Dataset entries:
Issue #570, opened 2019-02-26
[FEATURE] update databricks admin scripts to leverage python to be more cross-platform


jreynolds01:
### Description
Similar to updating the conda generation script, this will move us towards cross-platform capability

▸ Task description:
Could you set down exactly the lines from the one containing "### Description" through the last line of the records above, both included?

▸ Solution for this problem:
### Description
Similar to updating the conda generation script, this will move us towards cross-platform capability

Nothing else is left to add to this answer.